::: Record set
PR #133, opened 2026-05-11
mcp: enforce 64-char tool name limit after server ID prefixing

birdayz:
## What

Enforce the 64-character tool name limit in the MCP client's `namespaceTool()` by mangling names that exceed the limit after the `serverID__` prefix is applied.

## Why

`namespaceTool()` concatenates `serverID__toolName` without checking length. LLM providers (at minimum Bedrock) reject tool names exceeding 64 characters. protoc-gen-go-mcp already mangles proto-generated names to 64 chars, but the server ID prefix pushes them right back over:

- `servicenow-catalog__delete_api_sn_sc_servicecatalog_cart_by_sys_id_empty` (73 chars)
- `servicenow-catalog__post_api_sn_sc_servicecatalog_items_by_sys_id_versioning_checkout` (85 chars)

## Implementation details

Reuses the same mangling algorithm from protoc-gen-go-mcp: SHA-256 the full name, take 10 base-36 chars as a deterministic hash prefix, keep as much of the tail (the most human-readable part) as fits within 64 chars.

Names within the limit pass through unchanged -- zero behavioral change for short names.

Since mangled names cannot be reversed via `strings.TrimPrefix`, `toolWrapper` now stores the original server tool name. `ExecuteTool()` looks it up from the wrapper, falling back to `TrimPrefix` for direct API callers.

## References

AI-1106


birdayz:
@claude plx review

alenkacz (approved):

birdayz:
Addressed the review in cb190d64:

- **#1** Entropy comment corrected: ~49 bits after leading-digit bias, 50% birthday bound ~24M.
- **#2** Upgraded from the suggested warn-log to a hard error: `prepareTools` now fails the whole sync on a namespaced-name collision, keeping the previous tool set intact instead of silently dropping a tool. Detection happens at sync time, the earliest point the names exist. Not unit-testable without a seam (requires an actual SHA-256 prefix collision; the fetched map already dedupes raw names, and unmangled names always start with `serverID__` while mangled ones start with a base36 hash digit) — it's a tripwire.
- **#3** ListTools doc updated as suggested.
- **#4** Kept the fallback (it serves hand-constructed plain names), added the comment explaining why and its limits.
- **#5/#7** ASCII assumption and minimum-useful-maxLen documented in the godoc.
- **#6** Added `TestIntegrationExecuteToolMangledName`: lists a mangled name, dispatches it, asserts the server receives the original tool name.

malinskibeniamin (approved):

birdayz:
@claude plz re-review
::::::
What you return must match the data above character for character.

» Your response:
PR #133, opened 2026-05-11
mcp: enforce 64-char tool name limit after server ID prefixing

birdayz:
## What

Enforce the 64-character tool name limit in the MCP client's `namespaceTool()` by mangling names that exceed the limit after the `serverID__` prefix is applied.

## Why

`namespaceTool()` concatenates `serverID__toolName` without checking length. LLM providers (at minimum Bedrock) reject tool names exceeding 64 characters. protoc-gen-go-mcp already mangles proto-generated names to 64 chars, but the server ID prefix pushes them right back over:

- `servicenow-catalog__delete_api_sn_sc_servicecatalog_cart_by_sys_id_empty` (73 chars)
- `servicenow-catalog__post_api_sn_sc_servicecatalog_items_by_sys_id_versioning_checkout` (85 chars)

## Implementation details

Reuses the same mangling algorithm from protoc-gen-go-mcp: SHA-256 the full name, take 10 base-36 chars as a deterministic hash prefix, keep as much of the tail (the most human-readable part) as fits within 64 chars.

Names within the limit pass through unchanged -- zero behavioral change for short names.

Since mangled names cannot be reversed via `strings.TrimPrefix`, `toolWrapper` now stores the original server tool name. `ExecuteTool()` looks it up from the wrapper, falling back to `TrimPrefix` for direct API callers.

## References

AI-1106


birdayz:
@claude plx review

alenkacz (approved):

birdayz:
Addressed the review in cb190d64:

- **#1** Entropy comment corrected: ~49 bits after leading-digit bias, 50% birthday bound ~24M.
- **#2** Upgraded from the suggested warn-log to a hard error: `prepareTools` now fails the whole sync on a namespaced-name collision, keeping the previous tool set intact instead of silently dropping a tool. Detection happens at sync time, the earliest point the names exist. Not unit-testable without a seam (requires an actual SHA-256 prefix collision; the fetched map already dedupes raw names, and unmangled names always start with `serverID__` while mangled ones start with a base36 hash digit) — it's a tripwire.
- **#3** ListTools doc updated as suggested.
- **#4** Kept the fallback (it serves hand-constructed plain names), added the comment explaining why and its limits.
- **#5/#7** ASCII assumption and minimum-useful-maxLen documented in the godoc.
- **#6** Added `TestIntegrationExecuteToolMangledName`: lists a mangled name, dispatches it, asserts the server receives the original tool name.

malinskibeniamin (approved):

birdayz:
@claude plz re-review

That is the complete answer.